The Reaction Engines Skylon Master Thread (1)
The Reaction Engines Skylon Master Thread (2)
The Reaction Engines Skylon Master Thread (3)

It's a huge amount of reading and needs to be summarised but you can hardly imagine a question which hasn't been very well addressed as far as anyone can with a development project and within the understanding of a lay person such as myself.

I think the point about whether the Hydrogen can absorb all the heat is answered by the fact that they don't liquify the incoming air. They just get it very cold so it becomes compressible. This is the key insight which makes their effort different from ones in the past - that a rocket can run on cold, non-liquid gas. The amount of hydrogen needed becomes a great deal less than in a Liquid Air Cycle Engine.

If you read the threads you'll find that their weight margin is very good.

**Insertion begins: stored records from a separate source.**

PR #955, opened 2025-11-11
feat: add allowlist for filtering processes

MikeScheurwater:
## Summary

This PR adds the ability to specify a process allowlist so that only selected processes are profiled by the eBPF profiler.

## Why

In production environments, profiling every process can add noise and overhead. This allowlist gives operators fine-grained control, focusing profiler resources on critical services.

## What’s included

- New flag/setting for process names to include in profiling.
- Filtering logic in the process manager: only allow-listed processes are profiled; others are skipped.
- Backward-compatible behaviour: if no allowlist is provided, profiling remains unchanged.

### DIFF
--- a/interpreter/instancestubs.go
+++ b/interpreter/instancestubs.go
@@ -5,11 +5,11 @@ package interpreter // import "go.opentelemetry.io/ebpf-profiler/interpreter"
 
 import (
 	"go.opentelemetry.io/ebpf-profiler/host"
+	"go.opentelemetry.io/ebpf-profiler/libc"
 	"go.opentelemetry.io/ebpf-profiler/libpf"
 	"go.opentelemetry.io/ebpf-profiler/metrics"
 	"go.opentelemetry.io/ebpf-profiler/process"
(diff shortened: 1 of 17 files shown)


MikeScheurwater:
Hi @florianl, if filtering is done in the OTel pipeline, the agent would still perform the full work (sampling/unwinding) for all processes. This wastes CPU, memory and I/O which we cannot afford in our HPC environment.

florianl:
>  if filtering is done in the OTel pipeline, the agent would still perform the full work (sampling/unwinding) for all processes. This wastes CPU, memory and I/O which we cannot afford in our HPC environment.

Unless it can be shown, that such filtering significantly reduces the required resources, such filtering should happen in the filtering processor, I think.
There can be an unlimited amount of possible filters on whether the stack of a process should be unwound or not - e.g. cgroup, executable name and many other options. As it is possible to filter for these compnents with a filter processor, ebpf profiler should not duplicate this work and increase the maintenance burden.

florianl:
Closing this PR as not planned.

PR #958, opened 2025-11-12
Initial no-op plumbing for BEAM (Erlang/Elixir) support

GregMefford:
Now that I've spiked out the proof-of-concept solution in #289, the purpose of this PR is to split out most of the mundane details so that it will hopefully be much easier to review and merge incrementally.

In this PR, I am just setting up the required types, structs, and plumbing to get the agent to identify BEAM processes and attach to them, sending back a single minimal stack frame to demonstrate that it's alive, without really doing anything more.

Here is an example of what those single-depth no-op stack frames look like in devfiler, by comparison to what's in the other PR discussion thread:
image

I am hoping that this is an acceptable strategy for getting things merged incrementally, or that we can come up with some way to make it safe-enough to merge by disabling something, since this part is pretty routine and about the same as the other interpreters. Then, it'll be much easier to focus on what's needed to get the actual unwinder code working smoothly, without having to deal with merge conflicts and other tedious changes at the same time.

I could potentially trim things down even more (for example, just print a message and return an error when I identify a BEAM process), but I thought this is the minimal path through the entire code, so it's more valuable to confirm that the unwinder code actually is called even if it's not doing anything useful.


tools/coredump/testsources/beam/plug_app.exs
```diff
@@ -0,0 +1,60 @@
+#! /usr/bin/env elixir
```
christos68k, line 1: Nit: Can we also add a simpler Erlang (non-Elixir) test that doesn't install any packages (e.g. use OTP or a benchmark function) ?

interpreter/beam/beam.go
```diff
@@ -0,0 +1,167 @@
...
+	if err != nil {
+		return nil, fmt.Errorf("failed to read ERTS version: %v", err)
+	}
+
+	d := &beamData{
+		otpRelease:  string(otpRelease),
+		ertsVersion: string(ertsVersion),
+	}
+
+	log.Infof("BEAM loaded, OTP Release: %s, ERTS version: %s", otpRelease, ertsVersion)
```
christos68k: We shouldn't be logging this (maybe switch to debug if you need it for development)


```suggestion
	log.Debugf("BEAM loaded, OTP Release: %s, ERTS version: %s", otpRelease, ertsVersion)
```

interpreter/beam/beam.go
```diff
@@ -0,0 +1,167 @@
...
+		log.Debugf("Delete BEAM prefix %#v", prefix)
+		_ = ebpf.DeletePidInterpreterMapping(pid, prefix)
+		delete(i.prefixes, prefix)
+	}
+
+	return nil
+}
+
+func (i *beamInstance) Detach(interpreter.EbpfHandler, libpf.PID) error {
+	log.Infof("BEAM interpreter detaching")
```
christos68k:
```suggestion
	log.Debugf("BEAM interpreter detaching")
```

support/ebpf/beam_tracer.ebpf.c
```diff
@@ -0,0 +1,44 @@
...
+    DEBUG_PRINT("beam: no BEAMProcInfo for this pid");
+    return -1;
+  }
+
+  int unwinder = PROG_UNWIND_STOP;
+  unwinder_mark_nonleaf_frame(state);
+  _push_with_return_address(trace, 0LL, state->pc, FRAME_MARKER_BEAM, state->return_address);
+
+exit:
+  record->state.unwind_error = ERR_BEAM_PC_INVALID;
```
fabled: This error code is undefined. Seems you updated/included `errors.h`changes  in this PR, but that file is generated from `tools/errors-codegen/errors.json`. Could you update/include that file also in this PR?

GregMefford: Ah, thanks, I didn't notice that it was generated, I found it by grepping for other the errors that were being used elsewhere and just added mine! 🤣

tools/coredump/testsources/beam/plug_app.exs
GregMefford: Should I go ahead and leave this one as well, or would you prefer only a very simple Erlang one?

christos68k: You can leave this in too. I just think we should also have a pure Erlang one that's faster to bring up and needs no extra installs as well.

interpreter/beam/beam.go
```diff
@@ -0,0 +1,164 @@
...
+	"go.opentelemetry.io/ebpf-profiler/lpm"
+	"go.opentelemetry.io/ebpf-profiler/process"
+	"go.opentelemetry.io/ebpf-profiler/remotememory"
+	"go.opentelemetry.io/ebpf-profiler/reporter"
+	"go.opentelemetry.io/ebpf-profiler/support"
+)
+
+var (
+	// regex for matching the process name
+	beamRegex                      = regexp.MustCompile(`beam.smp`)
```
fabled: I think you'll want to match empty string or slash in the beginning. And the dot should be non-wildcard (`\.`)?

support/ebpf/extmaps.h
```diff
@@ -49,6 +49,7 @@ extern struct ruby_procs_t ruby_procs;
 extern struct stack_delta_page_to_info_t stack_delta_page_to_info;
 extern struct unwind_info_array_t unwind_info_array;
 extern struct v8_procs_t v8_procs;
+extern struct beam_procs_t beam_procs;
```
fabled: nit: this list is alphabetically sorted

support/types_def.go
```diff
@@ -129,6 +131,7 @@ type PerlProcInfo C.PerlProcInfo
 type PyProcInfo C.PyProcInfo
 type RubyProcInfo C.RubyProcInfo
 type V8ProcInfo C.V8ProcInfo
+type BEAMProcInfo C.BEAMProcInfo
```
fabled: nit: alphabetic list

fabled (commented):
LGTM mostly. Regex needs fixup and some nits. Also I merged just #749 so this likely needs a rebase. Please also build and include the ebpf tracer binaries (`docker run -it --mount "type=bind,src=$PWD,dst=/data" --rm otel/opentelemetry-ebpf-profiler-dev:latest "make amd64 arm64 -C /data/support/ebpf"`). Currently the ebpf binaries are needed in Git so that ebpf-profiler can be just included in other projects without manual compilation steps.

GregMefford:
I think I got your feedback addressed. Thanks for the handy command to rebuild the ebpf code for both architectures! I didn't realize it was that simple, so I was building it once on my M1 mac in a linux VM and once on a physical x86 linux box, which was pretty tedious. ❤️

interpreter/beam/beam.go
```diff
@@ -0,0 +1,164 @@
...
+
+	d := &beamData{
+		otpRelease:  string(otpRelease),
+		ertsVersion: string(ertsVersion),
+	}
+
+	return d, nil
+}
+
+func (d *beamData) Attach(ebpf interpreter.EbpfHandler, pid libpf.PID, bias libpf.Address, rm remotememory.RemoteMemory) (interpreter.Instance, error) {
```
fabled, line 87: Can you also add a `String()` decorator for the `beamData`? It is used in few places to log things. See also 278b85e5c71f142fa8d86928e116762a78a84227

fabled (approved):
LGTM. Just missing the `String` for interpreter data. But approving at this time. Thanks!

support/ebpf/beam_tracer.ebpf.c
```diff
@@ -0,0 +1,45 @@
...
+  if (!info) {
+    DEBUG_PRINT("beam: no BEAMProcInfo for this pid");
+    return -1;
+  }
+
+  int unwinder = PROG_UNWIND_STOP;
+  unwinder_mark_nonleaf_frame(state);
+  _push_with_return_address(trace, 0LL, state->pc, FRAME_MARKER_BEAM, state->return_address);
+
+exit:
```
florianl: This target is never used.
```suggestion
```

interpreter/beam/beam.go
```diff
@@ -0,0 +1,164 @@
...
+	log.Infof("BEAM attaching, bias: 0x%x", bias)
```
christos68k:
```suggestion
	log.Debugf("BEAM attaching, bias: 0x%x", bias)
```

support/ebpf/beam_tracer.ebpf.c
```diff
@@ -0,0 +1,45 @@
...
+    return -1;
+  }
+
+  Trace *trace       = &record->trace;
+  UnwindState *state = &record->state;
+  u32 pid            = trace->pid;
+
+  BEAMProcInfo *info = bpf_map_lookup_elem(&beam_procs, &pid);
+
+  if (!info) {
```
christos68k, line 33: Nit: I just merged https://github.com/open-telemetry/opentelemetry-ebpf-profiler/pull/925 today, it might be easier and more consistent to update this logic to follow the same pattern (set unwind error, proceed with next unwinder which in this case would be `PROG_UNWIND_STOP` instead of returning `-1`) in this PR.

GregMefford:
Thanks again for the feedback! I think it should be all squared up now.

christos68k (approved):

PR #966, opened 2025-11-18
tracer: replace RewriteMaps

### LINKED ISSUE #954: Replace `RewriteMaps()`
`RewriteMaps()` is an essential part of package `tracer` to set up the profiler.

https://github.com/open-telemetry/opentelemetry-ebpf-profiler/blob/40664e605831a3cc6a88a341f0b87172d30a694f/tracer/tracer.go#L322-L327

For some time now, `RewriteMaps()` is marked as deprecated. Therefore we have to restructure and rewrite this component before it gets removed.

Background https://github.com/cilium/ebpf/pull/1894#discussion_r2498514696

florianl:
As the function RewriteMaps will be removed upstream (see https://github.com/cilium/ebpf/pull/1894#discussion_r2498514696), move the code here.

Fixes #954

### DIFF
--- a/tracer/tracer.go
+++ b/tracer/tracer.go
@@ -468,6 +468,12 @@ func removeTemporaryMaps(ebpfMaps map[string]*cebpf.Map) error {
 // This means that pre-existing maps are used, instead of new ones created
 // when calling NewCollection. Any named eBPF maps are removed from CollectionSpec.Maps.
 //
+// This function used to be part of cilium/ebpf before it got deprecated and finally removed.
+// As we require to resize maps in loadAllMaps() we still need this functionality.
+// cilium/ebpf deprecated this function as FDs from *cebpf.Map are taken, but no references to
+// the Map entries are kept. If no one else holds a reference to these Map entries, they can
+// get GCd, the FD closed and the program load fails.
+//
 // Returns an error if a named eBPF map isn't used in at least one program.
 func rewriteMaps(coll *cebpf.CollectionSpec, maps map[string]*cebpf.Map) error {
 	for symbol, m := range maps {


tracer/tracer.go
```diff
@@ -465,6 +464,42 @@ func removeTemporaryMaps(ebpfMaps map[string]*cebpf.Map) error {
 	return nil
 }
 
+// RewriteMaps replaces all references to specific maps.
+//
+// Use this function to use pre-existing maps instead of creating new ones
+// when calling NewCollection. Any named maps are removed from CollectionSpec.Maps.
```
```suggestion
// RewriteMaps replaces all references to named eBPF maps.
// This means that pre-existing maps are used, instead of new ones created
// when calling NewCollection. Any named eBPF maps are removed from CollectionSpec.Maps.
```

tracer/tracer.go
```diff
@@ -465,6 +464,42 @@ func removeTemporaryMaps(ebpfMaps map[string]*cebpf.Map) error {
...
+//
+// Returns an error if a named map isn't used in at least one program.
```
```suggestion
// Returns an error if a named eBPF map isn't used in at least one program.
```

tracer/export_test.go
```diff
@@ -0,0 +1,6 @@
+package tracer
+
+// As RewriteMaps() was deprecated in cilium/ebpf we do not
+// want to export this function and make it part of the public
+// API of tracer, so make it available just for testing.
+var RewriteMaps = rewriteMaps
```
christos68k, line 6: Something to think about: Since we have a plethora of functions that get passed coll, maps, progs, maybe we can introduce a new struct type that wraps these and have `LoadMaps, RewriteMaps, LoadPerfUnwinders, LoadProbeUnwinders` etc be methods on that type and we won't need this test-only export hack. 


I didn't check in depth if that clashes with other logic.

christos68k (approved):

tracer/tracer.go
florianl: resolved with https://github.com/open-telemetry/opentelemetry-ebpf-profiler/pull/966/commits/ef720a2f14545a01e432233ad7c63f636f88e784

tracer/tracer.go
florianl: resolved with https://github.com/open-telemetry/opentelemetry-ebpf-profiler/pull/966/commits/ef720a2f14545a01e432233ad7c63f636f88e784

tracer/export_test.go
florianl: I feel a major refactoring and restructuring is out of scope just to update dependencies. Also, with this project becoming more mature, APIs become more and more important and not everything should be exposed just to ease testing.

tracer/tracer.go
```diff
@@ -465,6 +464,41 @@ func removeTemporaryMaps(ebpfMaps map[string]*cebpf.Map) error {
 	return nil
 }
 
+// rewriteMaps replaces all references to named eBPF maps.
+// This means that pre-existing maps are used, instead of new ones created
+// when calling NewCollection. Any named eBPF maps are removed from CollectionSpec.Maps.
+//
+// Returns an error if a named eBPF map isn't used in at least one program.
```
fabled, line 477: Cilium apparently deprecated this because the FDs from `*cebpf.Map` are taken, but no references to the Map entries are kept. The API issue is that, if no one else holds a reference to these `Map` entries, they can get GCd, the FD closed and the program load fails.

I believe we hold the whole `map` somewhere else, so this should not be an issue. But perhaps this should be documented here that the caller must retain refence to the used `cebpf.Map` objects or the collection load will fai.

florianl: Updated the comment with https://github.com/open-telemetry/opentelemetry-ebpf-profiler/pull/966/commits/17f6a1583ae972eb574e6b77cdcc83a21abce4f8

fabled (approved):

PR #992, opened 2025-11-27
Add support for cgroup v1

ogaca-dd:
### What does this PR do?

Extends container ID extraction to support both cgroup v1 and v2, instead of only supporting cgroup v2.

### Motivation

The current implementation only supported cgroup v2 container ID extraction.  In really, the current code supports in some way cgroup v1 because old regex `regexp.MustCompile(`0:.*?:.*?([0-9a-fA-F]{64})(?:\.scope)?(?:/[a-z]+)?$`)` match line such as (The regex doesn't start with `^`.
```
10:memory:/system.slice/containerd.service/kubepods-besteffort-pod86811ae3_b633_4eb8_a508_e3eae190f6ce.slice:cri-containerd:da1bdd84c8b25938081afe48da7075e2a211d2b1a62e01c894b4e5f3ffab670a
```

### Describe how you validated your changes

Added unit tests for cgroup v1 scenarios.
Check container extraction on cgroup v1 / v2

### Additional Notes

The implementation is inspired by the dd-otel-host-profiler approach with modifications to handle the specific test cases in this codebase.

### DIFF
--- a/process/process.go
+++ b/process/process.go
@@ -30,9 +30,21 @@ import (
 // GetMappings returns this error when no mappings can be extracted.
 var ErrNoMappings = errors.New("no mappings")
 
+const (
+	containerSource = "[0-9a-f]{64}"
+	taskSource      = "[0-9a-f]{32}-\\d+"
+)
+
 //nolint:lll
 var (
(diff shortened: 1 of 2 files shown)


pierreprinetti:
Superseded by #1131

PR #994, opened 2025-11-28
Reduce memory overhead of traces

nsavoire:
We noticed a large increase in profiler RSS (+170MiB) when updating opentelemetry-ebpf-profiler compare to the previous version:
image

The increase was mostly because of memory allocated in `HandleTrace`:
image

And more precisely when allocating the frame array for the new trace:
image

This increase is most probably explained by this [commit](https://github.com/open-telemetry/opentelemetry-ebpf-profiler/commit/97be3669b0f0d66f52ff9d6d33cd482f4eddb6d6) which added a fixed capacity of 512 frames for the new trace.

After investigating, we figured out that the reporter is expected to clone the frames for the reported trace instead of holding a reference to them, and that would probably solve the memory increase we observed.
But that's still:
* a heap allocation in HandleTrace (array cannot be stack allocated because it escapes `HandleTrace` function):
```
escape(make(libpf.Frames, kernelFramesLen, kernelFramesLen + len(bpfTrace.Frames)) escapes to heap)optimizer details
manager.go(324, 21): escflow: flow: {storage for &libpf.Trace{...}} ← &{storage for make(libpf.Frames, kernelFramesLen, kernelFramesLen + len(bpfTrace.Frames))}:
manager.go(324, 21): escflow: from make(libpf.Frames, kernelFramesLen, kernelFramesLen + len(bpfTrace.Frames)) (spill)
manager.go(323, 23): escflow: from libpf.Trace{...} (struct literal element)
```
* a heap allocation + copy in reporter

It's seems more advantageous to adjust the capacity to the number of kernel and bpf frames: symbolication might add some additional frames because of inlining, but it does not seem vert common. Hence that would lead to a single heap allocation in HandleTrace without copy in reporter.

Testing on our side this change confirmed that it solved the memory increase:
image

Without CPU increase:
image

### DIFF
--- a/processmanager/manager.go
+++ b/processmanager/manager.go
@@ -312,7 +312,7 @@ func (pm *ProcessManager) HandleTrace(bpfTrace *host.Trace) {
 	pid := bpfTrace.PID
 	kernelFramesLen := len(bpfTrace.KernelFrames)
 	trace := &libpf.Trace{
-		Frames:       make(libpf.Frames, kernelFramesLen, 512),
+		Frames:       make(libpf.Frames, kernelFramesLen, kernelFramesLen+len(bpfTrace.Frames)),
 		CustomLabels: bpfTrace.CustomLabels,
 	}
 	copy(trace.Frames, bpfTrace.KernelFrames)
--- a/reporter/base_reporter.go
+++ b/reporter/base_reporter.go
@@ -6,7 +6,6 @@ package reporter // import "go.opentelemetry.io/ebpf-profiler/reporter"
 import (
 	"errors"
 	"fmt"
-	"slices"
 
 	"go.opentelemetry.io/ebpf-profiler/libpf"
 	"go.opentelemetry.io/ebpf-profiler/libpf/xsync"
@@ -89,7 +88,7 @@ func (b *baseReporter) ReportTraceEvent(trace *libpf.Trace, meta *samples.TraceE
 		return nil
 	}
 	(*eventsTree)[samples.ContainerID(containerID)][meta.Origin][key] = &samples.TraceEvents{
-		Frames:     slices.Clone(trace.Frames),
+		Frames:     trace.Frames,
 		Timestamps: []uint64{uint64(meta.Timestamp)},
 		OffTimes:   []int64{meta.OffTime},
 		EnvVars:    meta.EnvVars,


processmanager/manager.go
```diff
@@ -312,7 +312,7 @@ func (pm *ProcessManager) HandleTrace(bpfTrace *host.Trace) {
 	pid := bpfTrace.PID
 	kernelFramesLen := len(bpfTrace.KernelFrames)
 	trace := &libpf.Trace{
-		Frames:       make(libpf.Frames, kernelFramesLen, 512),
+		Frames:       make(libpf.Frames, kernelFramesLen, kernelFramesLen+len(bpfTrace.Frames)),
```
florianl, line 315: I think, this was discussed in https://github.com/open-telemetry/opentelemetry-ebpf-profiler/pull/802#discussion_r2379494509 and https://github.com/open-telemetry/opentelemetry-ebpf-profiler/pull/802#discussion_r2349183836.

As pointed out earlier, I tend to favor this change as well 👍 
Thanks for putting numbers on it.

fabled:
> a heap allocation in HandleTrace (array cannot be stack allocated because it escapes `HandleTrace` function):

This is unfortunate. The `slices.Copy` was added exactly to avoid the escape. I suspect the issue is that the entry still gets passed out via interface and that takes all escape analysis bets off.

We can perhaps add in future some flags or other logic to adjust the expected trace size if this becomes an issue.

fabled:
> symbolication might add some additional frames because of inlining, but it does not seem vert common

This typically happens with v8 and java backtraces. We could perhaps add a flag from the unwinders to the trace if there is possible inlined frames.

processmanager/manager.go
fabled: I somehow assumed your comments confirmed that this gets stack allocated. But apparently I misunderstood it.

fabled (approved):

fabled:
I wonder if  as a follow up `sync.Pool` could be used to reduce GC pressure for these traces.

Gandem:
> I wonder if as a follow up sync.Pool could be used to reduce GC pressure for these traces.

@fabled Just to clarify, are you seeing these allocations cause noticeable GC pressure on your side?

We checked the allocation profiles from our internal deployment, and stack frames account for under 2% of total allocations: 
image

The GC amounts for less than 10% of the CPU time of the profiler (which is generally a good rule of thumb for GC overhead for a Go workload): 
image

Given that, the potential improvement from adding a `sync.Pool` would likely be quite small (around 0.15% in the best case). Because of that, I’m not sure the additional complexity would pay off here, but open to hearing more if you're seeing different behavior in your environment 🙏

fabled:
> @fabled Just to clarify, are you seeing these allocations cause noticeable GC pressure on your side?

I have not done an analysis on it. But Traces are the main thing being passed.

> We checked the allocation profiles from our internal deployment, and stack frames account for under 2% of total allocations:

The `.Append` counts only the Traces that get resized? Using, `sync.Pool` would also get rid of the initial Trace allocation using `make`. What kind of number you see for that?

PR #1005, opened 2025-12-05
elfunwindinfo: refactor detectEntryX86 to use asm/amd

florianl:
Refactor detectEntryX86() to use our internal asm/amd package to improve readability and maintainability.

### DIFF
--- a/nativeunwind/elfunwindinfo/elfehframe_x86.go
+++ b/nativeunwind/elfunwindinfo/elfehframe_x86.go
@@ -174,6 +174,15 @@ func detectEntryX86(code []byte) int {
 	// On musl, the entry has no FDE, or possibly has an FDE covering part of it.
 	// Detect the musl case and return entry.
 
+	// Expected pattern originating from https://git.musl-libc.org/cgit/musl/tree/arch/x86_64/crt_arch.h:
+	//   xor    %rbp,%rbp
+	//   mov    %rsp,%rdi
+	//   lea    <offset>(%rip),%rsi
+	//   and    $0xfffffffffffffff0,%rsp
+	//   call   <offset>
+	//   ... (more instructions)
+	//   jmp    <offset>
+
 	// Match the assembly exactly except the LEA call offset
 	if len(code) < 32 ||
 		!bytes.Equal(code[:9], []byte{0x48, 0x31, 0xed, 0x48, 0x89, 0xe7, 0x48, 0x8d, 0x35}) ||


nativeunwind/elfunwindinfo/elfehframe_x86.go
```diff
@@ -174,27 +174,73 @@ func detectEntryX86(code []byte) int {
...
+	//   call   <offset>
+	//   ... (more instructions)
+	//   jmp    <offset>
+
+	if len(code) < 32 {
+		return 0
+	}
+
+	interp := amd.NewInterpreterWithCode(code)
+	pos := 0
```
fabled: `pos` can be removed once, `PC` is exposed as done is in #1006.

nativeunwind/elfunwindinfo/elfehframe_x86.go
```diff
@@ -174,27 +174,73 @@ func detectEntryX86(code []byte) int {
...
+	// First instruction: xor %rbp,%rbp
+	inst, err := interp.Step()
+	if err != nil || inst.Op != x86asm.XOR {
+		return 0
+	}
+	pos += inst.Len
+
+	// Second instruction: mov %rsp,%rdi
+	inst, err = interp.Step()
+	if err != nil || inst.Op != x86asm.MOV {
```
fabled: This is checking only opcode, not operands. Same applies for rest of the checks.

florianl:
> Could you elaborate the motivation for this?

Byte sequences, like `0x48, 0x31, 0xed, 0x48, 0x89, 0xe7, 0x48, 0x8d, 0x35` and `0x48, 0x83, 0xe4, 0xf0, 0xe8, 0x00, 0x00, 0x00, 0x00`, reduce the code readability. Meaning, one has to disassemble them to understand them. Or I'm just not fluent in translating these byte sequences in ASM instructions.

I'm also happy to close this PR if the preference is to keep the byte sequence.

fabled:
> I'm also happy to close this PR if the preference is to keep the byte sequence.

I personally find the byte sequence compare more readable as its short and concise. If someone wants to know where it comes form, we could perhaps instead add links to the musl code and/or add the assembly as comments?

christos68k:
> > I'm also happy to close this PR if the preference is to keep the byte sequence.
> 
> I personally find the byte sequence compare more readable as its short and concise. If someone wants to know where it comes form, we could perhaps instead add links to the musl code and/or add the assembly as comments?

I agree with Timo here, we can increase clarity without complicating the logic (which also increases possibility of bugs it's more complicated than a straightforward byte comparison).

florianl:
Reverted the proposed change and just added documentation about the asm instructions and their origin.

PR #4427, opened 2019-03-10
refactor(*): return timestamps with timezones

kiurchv:


apps/core/lib/core/black_list_users/black_list_user.ex
```diff
@@ -12,6 +12,6 @@ defmodule Core.BlackListUsers.BlackListUser do
 
     has_many(:parties, Core.Parties.Party, foreign_key: :tax_id, references: :tax_id)
 
-    timestamps()
+    timestamps(type: :utc_datetime)
```
AlexKovalevych: Why do you need that and  what about existing data?

AlexKovalevych: Also, would be nice to have a link to appropriate ticket in the PR description (and yes, i can find it from the branch name)

PR #4462, opened 2019-03-14
feat(graphql): implement create immnDosage

progsmile:
#4185


apps/core/lib/core/medications/medications.ex
```diff
@@ -396,14 +396,14 @@ defmodule Core.Medications do
 
   # Create
 
-  def create_innm_dosage(attrs, headers), do: create_medication_entity(INNMDosage, attrs, headers)
+  def create_innm_dosage(attrs, actor_id), do: create_medication_entity(INNMDosage, attrs, actor_id)
```
PavelVesnin: for consistency, actor_id should be a first argument

progsmile: suppose it's unlogical to put actor_id first

progsmile: in elixir data always first, than some config stuff

PavelVesnin: than it should be everywhere. But now actor_id is first argument

progsmile: as you may notice there are more cases with `actor_id` last in `Medications`, so no consistency there

PavelVesnin: https://github.com/edenlabllc/ehealth.api/blob/develop/apps/core/lib/core/medical_programs/medical_programs.ex#L47
https://github.com/edenlabllc/ehealth.api/blob/develop/apps/core/lib/core/medications/medications.ex#L551
and others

SpaceX is interesting. They may and may not reach their reusability goals. Someone pointed out that a rocket booster containing explosive fuel and kept aloft by a delicate mechanism is not something that you would want to have any failures with if you were one of the people underneath who is waiting for it to land. Also not something you want to have within many many miles of a city in such an event either. I don't really know because I am the farthest thing from being an expert.

There is also an aspect known as cross-range which controls the difference between where a rocket can take off from and where it can land and having a big one like you get with a winged vehicle is an advantage.